Bitcoin and crypto investors hit with flood of IRS letters, say tax experts

June 29, 2025

Crypto investors are poised for record returns on Bitcoin and other digital assets—and so, too, is the taxman. The Internal Revenue Service has sent U.S. crypto investors a flood of warning letters about their digital asset investments over the past two months. The volume of letters—which warn taxpayers that crypto investments they declared on their recent tax returns may not be accurate—are an increase over the past year, according to three crypto tax experts. 

CoinLedger, a crypto tax platform, has seen a spike in users asking about the government communiqués. The number of support conversations on CoinLedger that included the words “IRS letters” from May through June numbered close to 800, a ninefold increase compared to the same period in 2024, David Kemmerer, cofounder and CEO of the tax website, told Fortune.

“Thousands of investors are getting these,” he claimed. “Naturally, when that happens, we get a flood of customers coming to us being like, ‘Hey, what do I do?’”

Two crypto tax attorneys have also noticed an uptick in inquiries about the letters. At least 10 recipients have reached out to his firm over the past two months, said Jordan Bass, a crypto tax attorney and accountant. That’s compared to no inquiries sent to his office in 2024.

Andrew Gordon, another attorney who specializes in crypto tax law, also said he’s seen an increase. “We’re getting at least a couple calls a week,” he said.

The three crypto tax experts said they haven’t seen such an uptick in crypto inquiries from the IRS since the tax agency sent out a flood of letters in 2020 and 2021. In 2017, the IRS obtained thousands of customer records from the U.S. crypto exchange Coinbase as the result of a court order. Two years later, the tax agency devised a set of crypto-specific “voluntary compliance” letters that it then sent out to investors.

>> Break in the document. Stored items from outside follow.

PR #223, opened 2020-02-13
PoW consensus

CodeSandwich:
This adds a dummy PoW consensus, miners just sleep for random time and call it a day.

There is a local copy of pow-consensus crate from Substrate. It has fixes in 2 separate commits, which at some point can be cherry-picked and merged in upstream Substrate.


geigerzaehler:
After talking with parity we realized that it should be possible to make it work without forking `sc_consensus_pow`. So no need to review this just yet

The notices tell crypto owners that the IRS has information that the recipients had “one or more accounts containing virtual currency.” In two versions off the letters, the tax agency merely advises investors to check to see if they’ve correctly reported their crypto transactions to the IRS. Recipients are not required to respond.

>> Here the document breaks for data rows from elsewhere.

PR #225, opened 2020-02-14
Remove duplicate type definition in runtime

geigerzaehler:
Remove a type definition in the runtime that is already provided by the
`core` crate.

### DIFF
--- a/client/src/interface.rs
+++ b/client/src/interface.rs
@@ -105,7 +105,10 @@ pub trait ClientT {
     ) -> Result<Response<TransactionApplied<Message_>, Error>, Error>;
 
     /// Fetch the nonce for the given account from the chain state
-    async fn account_nonce(&self, account_id: &AccountId) -> Result<state::Index, Error>;
+    async fn account_nonce(
+        &self,
+        account_id: &AccountId,
+    ) -> Result<state::AccountTransactionIndex, Error>;
 
     /// Return the gensis hash of the chain we are communicating with.
     fn genesis_hash(&self) -> Hash;
--- a/client/src/lib.rs
+++ b/client/src/lib.rs
@@ -208,7 +208,10 @@ impl ClientT for Client {
         self.backend.get_genesis_hash()
     }
 
-    async fn account_nonce(&self, account_id: &AccountId) -> Result<state::Index, Error> {
+    async fn account_nonce(
+        &self,
+        account_id: &AccountId,
+    ) -> Result<state::AccountTransactionIndex, Error> {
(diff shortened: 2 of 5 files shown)


geigerzaehler:
> Where is this type redefined in `core`? I've been able to find only `Index`, which is not `AccountIndex`.

`core` indeed fines it as `Index`. `AccountIndex` from the `runtime` served the same purpose but was just not used. How do you feel about renaming `Index` to `AccountIndex` in `core`.

CodeSandwich:
> `core` indeed fines it as `Index`. `AccountIndex` from the `runtime` served the same purpose but was just not used. How do you feel about renaming `Index` to `AccountIndex` in `core`.

Are they equivalent? `runtime::AccountIndex` is described as
```
The type for looking up accounts.
```

while `core::Index` is described as
```
Next index (nonce) for a transaction of an account.
```

geigerzaehler:
`runtime::AccountIndex` is a remnant of the substrate template. In fact they used this type for something different from account transaction indices, namely for short account addresses. So using `AccountIndex` might be confusing. I’d suggest using the term `AccountTransactionIndex` to be clear. In any case `runtime::AccountIndex` is not used.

But in the case of a third type of IRS letter, recipients are instructed to respond to the IRS with either new tax returns, amended tax returns, or an explanation of why recipients believe they’ve correctly reported their crypto transactions to the U.S. government.

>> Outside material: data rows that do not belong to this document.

PR #227, opened 2020-02-17
Switch to dummy PoW

CodeSandwich:
There are changes in runtime, node and in client. The node's `service` is made easier to be migrated to its newer upstream versions.


node/src/dummy_pow.rs
```diff
@@ -0,0 +1,56 @@
...
+// along with this program.  If not, see <https://www.gnu.org/licenses/>.
+
+use radicle_registry_runtime::opaque::Block;
+use radicle_registry_runtime::Hash;
+use sc_consensus_pow::{Error, PowAlgorithm};
+use sp_consensus_pow::Seal;
+use sp_runtime::generic::BlockId;
+
+#[derive(Clone)]
+pub struct DummyPow;
```
geigerzaehler: Could you add some documentation for this struct and the module?

runtime/src/lib.rs
```diff
@@ -321,31 +301,15 @@ impl_runtime_apis! {
...
-        fn authorities() -> Vec<AuraId> {
-            Aura::authorities()
-        }
-    }
-
     impl sp_session::SessionKeys<Block> for Runtime {
-        fn generate_session_keys(seed: Option<Vec<u8>>) -> Vec<u8> {
-            opaque::SessionKeys::generate(seed)
+        fn generate_session_keys(_seed: Option<Vec<u8>>) -> Vec<u8> {
+            Default::default()
```
geigerzaehler: Pleaes document why this is a noop.

CodeSandwich: I myself am not sure, I don't understand yet what session keys are used for, I hope to get to that point soon. The old code was using Aura and Grandpa for it and Kulupu has these noops. Removing this code completely derails compilation.

Can you help me with that? Do you understand why session keys are required, but dummies work fine?

geigerzaehler: You can add this comment
```rust
// An implementation for the `SessionKeys` runtime API is required by the types
// of [sc_service::ServiceBuilder]. However, the implementation is otherwise unused
// and has no effect on the behavior of the runtime. Hence we implement a dummy
// version.
``` 
Maybe we could also move it to another `impl_runtime_apis!` invocation that is guarded by `#[cfg(feature = "std")]`.

CodeSandwich:
I've extracted macros to separate file (the diff IS cleaner!) and pushed `import_setup` out of macro (it allowed full and light queue initialization unification).

I was trying to wrap these parts in functions instead of macros, but I've given up. No matter if I was trying to replicate type provided by the `with_import_queue`or type required by `PowBlockImport::new`, I was ending up with dozens of entangled types pulled from all over Substrate. This solution seems very brittle. `proc_macro`'s duck typing is a huge relief in this context.

runtime/src/lib.rs
CodeSandwich: Thank you!

The `cfg` flag just won't work. The `impl_runtime_apis!` macro can't be called twice, because it generates duplicate code, that clashes with itself. The macro doesn't survive feature gating of its elements either, neither with `#[cfg...]` nor with `#![cfg...]`.

geigerzaehler: To bad.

The CoinLedger CEO and the two crypto tax attorneys did not know why more investors have reached out to them about IRS letters in 2025 as opposed to years prior. Gordon, one of the tax attorneys, noticed that a common factor linking recent recipients were that they had accounts on the crypto exchange Poloniex.

Kemmerer, the CEO of CoinLedger, echoed Gordon and said that increased IRS outreach to crypto investors “typically follows when the IRS has gotten their hands on some amount of data.”

The IRS did not immediately respond to a request for comment.

“I’m sure there’s just people randomly getting selected, and the lucky ones get these scary letters,” added Kemmerer.